:: Task item ::
Return each entry exactly, with none missing.

:: Study material ::
────

PR #1815, opened 2021-12-20
Startup 2.0

kdelorey:
# Summary
This proposes new changes to the startup sequence in order to make it easier to troubleshoot, unit test, and comprehend. Previously the startup system worked by chaining together really noise observable sequences and their completion signaled their success. This worked great but relied on heavy knowledge of RxJS operators to properly understand and even with advanced knowledge, some tasks were very difficult to comprehend and subsequently troubleshoot.

Overall it was a really chatty stream as the stream contained splash screen messages, most often they were too verbose containing log messages. This chatty-ness made it difficult to do proper unit testing on startup tasks.

## Interface
The new `StartupTask` interface contains only a single `execute()` method and is permitted to return a synchronous `void`, an asynchronous `Promise<void>` or an `Observable<any>`. The task runner will understand each type and act accordingly. It will be suggested that new tasks stick to `void` or `Promise<void>` when possible.

Implementations of `StartupTask` should always be a `@Injectable()` in order to properly support Dependency Injection. If it is not, task execution will fail.

The name of the task is automatically inferred from the name of the class.

## Startup Sequence
The priory scheme of tasks as been dropped in favor of just globally listing them in sequence order. In order to add a new task, you should add it to the `startupSequence` in `startup-sequence.ts`. This list accepts injection tokens or combinators.

### `all()` Combinator
The `all(...)` combinator requires all of the listed task to complete successfully or execution of the combinator fails. The combinator fails at the first error.

### `oneOf()` Combinator
The `oneOf(...)` combinator will run tasks sequentially and completes when the first task finishes successfully. If all tasks fail execution, the combinator fails to execute.

### `optional()` Combinator
The `optional()` combinator will run the contained task, but succeeds on failure and success.

### `withSplashMessage()` Combinator
The  `withSplashMessage()` will simply wrap a task and during execution it will set the displayed splash screen message to a user friendly string. When execution is finished, the splash screen message is popped off.


openpos-client-libs/projects/openpos-client-core-lib/src/lib/core/startup/startup-controller.service.ts
```diff
@@ -0,0 +1,43 @@
+import { Injectable, Injector } from '@angular/core';
+import { startupSequence } from './startup-sequence';
+
+export type StartupControllerState = true | 'in-progress' | false | 'error';
```
jchirico8, line 4: Would this work the same?
```suggestion
export type StartupControllerState = boolean | 'in-progress' | 'error';
```

openpos-client-libs/projects/openpos-client-core-lib/src/lib/core/startup/startup-controller.service.ts
```diff
@@ -0,0 +1,43 @@
...
+    };
+
+    constructor(private _injector: Injector) { }
+
+    async beginStartupSequence(): Promise<StartupControllerStatus> {
+        if (this._status.completed !== false) {
+            throw new Error('startup sequence already initiated');
+        }
+
+        this._status = { completed: 'in-progress' };
```
jchirico8, line 30: This might just be preference but I'm thinking why initialize the property above if you'll overwrite it with a new object instead of just changing the status
```suggestion
        this._status.completed = 'in-progress';
```

openpos-client-libs/projects/openpos-client-core-lib/src/lib/core/startup/startup-controller.service.ts
```diff
@@ -0,0 +1,43 @@
...
+
+        try {
+            await startupSequence.executeTask(this._injector);
+        } catch (e) {
+            this._status = { completed: 'error', error: e };
+            return;
+        }
+
+        this._status = { completed: true };
```
jchirico8, line 39: Same thing here. Why create a whole new object each time
```suggestion
        this._status.completed = true;
```

openpos-client-libs/projects/openpos-client-core-lib/src/lib/core/startup/startup-task.ts
```diff
@@ -0,0 +1,215 @@
...
+class OptionalStartupTaskCombinator extends StartupTaskCombinator {
+  constructor(private _task: StartupTaskLike) {
+    super();
+  }
+
+  async executeTask(injector: Injector): Promise<void> {
+    const result = await super.performTask(injector, this._task);
+
+    if (!result) {
+      console.log(`startup task '${getTaskName(this._task)}' failed to execute; ignoring optional task`);
```
jchirico8, line 114: does this log need the task name in it? The onfOf failure message doesn't I assume because there is a log in performTask that would tell you what task is running right before the failure

openpos-client-libs/projects/openpos-client-core-lib/src/lib/core/startup/startup-controller.service.ts
kdelorey: Yeah it should; not sure why I did it this way.

openpos-client-libs/projects/openpos-client-core-lib/src/lib/core/startup/startup-task.ts
kdelorey: I think this was remnants of me debugging. I think I do want to leave it will always successfully execute whereas `oneOf()` can fail. So it might be nice to know that underneath that the task actually failed, so I think I'd like to change this to a `debug` level message. I do think `oneOf` logging could be improved too. I'll look into it.

openpos-client-libs/projects/openpos-client-core-lib/src/lib/core/startup/startup-controller.service.ts
kdelorey: I actually prefer the state as one whole immutable object (which I failed to actually do). Changes to to the object should be detected as a whole not as two seperate changes. It's also a little bit for safety. Changing the state should force you to intentionally attach an error or not.

openpos-client-libs/projects/openpos-client-core-lib/src/lib/core/startup/tasks/zero-conf-personalization.startup-task.ts
```diff
@@ -0,0 +1,103 @@
...
+import { CONFIGURATION } from '../../../configuration/configuration';
+import { AutoPersonalizationParametersResponse } from '../../personalization/device-personalization.interface';
+import { PersonalizationService } from '../../personalization/personalization.service';
+import { Zeroconf, ZeroconfResult } from '../../zeroconf/zeroconf';
+import { StartupTask } from '../startup-task';
+
+@Injectable({
+    providedIn: 'root'
+})
+export class ZeroConfPersonalizationStartupTask implements StartupTask {
```
jrmihalick, line 12: We're going to need an Auto Personalization base class that does that part of calling the server to get the personalization parameters.  That could then be extended by this task and another that I will need to port over from 1.13 which uses the EnterpriseConfig to personalize.  The only difference really between those two tasks is where the URL used for attempting to get the auto personalization params is coming from.  While you are in here doing this, might as well prepare for it now and set up the base class now.  😄

openpos-client-libs/projects/openpos-client-core-lib/src/lib/core/startup/startup-sequence.ts
```diff
@@ -0,0 +1,36 @@
...
+import { CapacitorHideStatusbarStartupTask } from './tasks/capacitor-hide-statusbar.startup-task';
+import { InitializePersonalizationStartupTask } from './tasks/initialize-personalization.startup-task';
+import { ManualPersonalizeStartupTask } from './tasks/manual-personalization.startup-task';
+import { PlatformDiscoveryStartupTask } from './tasks/platform-discovery.startup-task';
+import { PlatformPluginsStartupTask } from './tasks/platform-plugins.startup-task';
+import { SavedSessionPersonalizationStartupTask } from './tasks/saved-session-personalization.startup-task';
+import { SessionConnectStartupTask } from './tasks/session-connect.startup-task';
+import { ZeroConfPersonalizationStartupTask } from './tasks/zero-conf-personalization.startup-task';
+
+export let startupSequence = all(
```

────

:: Exercise answer ::
PR #1815, opened 2021-12-20
Startup 2.0

kdelorey:
# Summary
This proposes new changes to the startup sequence in order to make it easier to troubleshoot, unit test, and comprehend. Previously the startup system worked by chaining together really noise observable sequences and their completion signaled their success. This worked great but relied on heavy knowledge of RxJS operators to properly understand and even with advanced knowledge, some tasks were very difficult to comprehend and subsequently troubleshoot.

Overall it was a really chatty stream as the stream contained splash screen messages, most often they were too verbose containing log messages. This chatty-ness made it difficult to do proper unit testing on startup tasks.

## Interface
The new `StartupTask` interface contains only a single `execute()` method and is permitted to return a synchronous `void`, an asynchronous `Promise<void>` or an `Observable<any>`. The task runner will understand each type and act accordingly. It will be suggested that new tasks stick to `void` or `Promise<void>` when possible.

Implementations of `StartupTask` should always be a `@Injectable()` in order to properly support Dependency Injection. If it is not, task execution will fail.

The name of the task is automatically inferred from the name of the class.

## Startup Sequence
The priory scheme of tasks as been dropped in favor of just globally listing them in sequence order. In order to add a new task, you should add it to the `startupSequence` in `startup-sequence.ts`. This list accepts injection tokens or combinators.

### `all()` Combinator
The `all(...)` combinator requires all of the listed task to complete successfully or execution of the combinator fails. The combinator fails at the first error.

### `oneOf()` Combinator
The `oneOf(...)` combinator will run tasks sequentially and completes when the first task finishes successfully. If all tasks fail execution, the combinator fails to execute.

### `optional()` Combinator
The `optional()` combinator will run the contained task, but succeeds on failure and success.

### `withSplashMessage()` Combinator
The  `withSplashMessage()` will simply wrap a task and during execution it will set the displayed splash screen message to a user friendly string. When execution is finished, the splash screen message is popped off.


openpos-client-libs/projects/openpos-client-core-lib/src/lib/core/startup/startup-controller.service.ts
```diff
@@ -0,0 +1,43 @@
+import { Injectable, Injector } from '@angular/core';
+import { startupSequence } from './startup-sequence';
+
+export type StartupControllerState = true | 'in-progress' | false | 'error';
```
jchirico8, line 4: Would this work the same?
```suggestion
export type StartupControllerState = boolean | 'in-progress' | 'error';
```

openpos-client-libs/projects/openpos-client-core-lib/src/lib/core/startup/startup-controller.service.ts
```diff
@@ -0,0 +1,43 @@
...
+    };
+
+    constructor(private _injector: Injector) { }
+
+    async beginStartupSequence(): Promise<StartupControllerStatus> {
+        if (this._status.completed !== false) {
+            throw new Error('startup sequence already initiated');
+        }
+
+        this._status = { completed: 'in-progress' };
```
jchirico8, line 30: This might just be preference but I'm thinking why initialize the property above if you'll overwrite it with a new object instead of just changing the status
```suggestion
        this._status.completed = 'in-progress';
```

openpos-client-libs/projects/openpos-client-core-lib/src/lib/core/startup/startup-controller.service.ts
```diff
@@ -0,0 +1,43 @@
...
+
+        try {
+            await startupSequence.executeTask(this._injector);
+        } catch (e) {
+            this._status = { completed: 'error', error: e };
+            return;
+        }
+
+        this._status = { completed: true };
```
jchirico8, line 39: Same thing here. Why create a whole new object each time
```suggestion
        this._status.completed = true;
```

openpos-client-libs/projects/openpos-client-core-lib/src/lib/core/startup/startup-task.ts
```diff
@@ -0,0 +1,215 @@
...
+class OptionalStartupTaskCombinator extends StartupTaskCombinator {
+  constructor(private _task: StartupTaskLike) {
+    super();
+  }
+
+  async executeTask(injector: Injector): Promise<void> {
+    const result = await super.performTask(injector, this._task);
+
+    if (!result) {
+      console.log(`startup task '${getTaskName(this._task)}' failed to execute; ignoring optional task`);
```
jchirico8, line 114: does this log need the task name in it? The onfOf failure message doesn't I assume because there is a log in performTask that would tell you what task is running right before the failure

openpos-client-libs/projects/openpos-client-core-lib/src/lib/core/startup/startup-controller.service.ts
kdelorey: Yeah it should; not sure why I did it this way.

openpos-client-libs/projects/openpos-client-core-lib/src/lib/core/startup/startup-task.ts
kdelorey: I think this was remnants of me debugging. I think I do want to leave it will always successfully execute whereas `oneOf()` can fail. So it might be nice to know that underneath that the task actually failed, so I think I'd like to change this to a `debug` level message. I do think `oneOf` logging could be improved too. I'll look into it.

openpos-client-libs/projects/openpos-client-core-lib/src/lib/core/startup/startup-controller.service.ts
kdelorey: I actually prefer the state as one whole immutable object (which I failed to actually do). Changes to to the object should be detected as a whole not as two seperate changes. It's also a little bit for safety. Changing the state should force you to intentionally attach an error or not.

openpos-client-libs/projects/openpos-client-core-lib/src/lib/core/startup/tasks/zero-conf-personalization.startup-task.ts
```diff
@@ -0,0 +1,103 @@
...
+import { CONFIGURATION } from '../../../configuration/configuration';
+import { AutoPersonalizationParametersResponse } from '../../personalization/device-personalization.interface';
+import { PersonalizationService } from '../../personalization/personalization.service';
+import { Zeroconf, ZeroconfResult } from '../../zeroconf/zeroconf';
+import { StartupTask } from '../startup-task';
+
+@Injectable({
+    providedIn: 'root'
+})
+export class ZeroConfPersonalizationStartupTask implements StartupTask {
```
jrmihalick, line 12: We're going to need an Auto Personalization base class that does that part of calling the server to get the personalization parameters.  That could then be extended by this task and another that I will need to port over from 1.13 which uses the EnterpriseConfig to personalize.  The only difference really between those two tasks is where the URL used for attempting to get the auto personalization params is coming from.  While you are in here doing this, might as well prepare for it now and set up the base class now.  😄

openpos-client-libs/projects/openpos-client-core-lib/src/lib/core/startup/startup-sequence.ts
```diff
@@ -0,0 +1,36 @@
...
+import { CapacitorHideStatusbarStartupTask } from './tasks/capacitor-hide-statusbar.startup-task';
+import { InitializePersonalizationStartupTask } from './tasks/initialize-personalization.startup-task';
+import { ManualPersonalizeStartupTask } from './tasks/manual-personalization.startup-task';
+import { PlatformDiscoveryStartupTask } from './tasks/platform-discovery.startup-task';
+import { PlatformPluginsStartupTask } from './tasks/platform-plugins.startup-task';
+import { SavedSessionPersonalizationStartupTask } from './tasks/saved-session-personalization.startup-task';
+import { SessionConnectStartupTask } from './tasks/session-connect.startup-task';
+import { ZeroConfPersonalizationStartupTask } from './tasks/zero-conf-personalization.startup-task';
+
+export let startupSequence = all(
```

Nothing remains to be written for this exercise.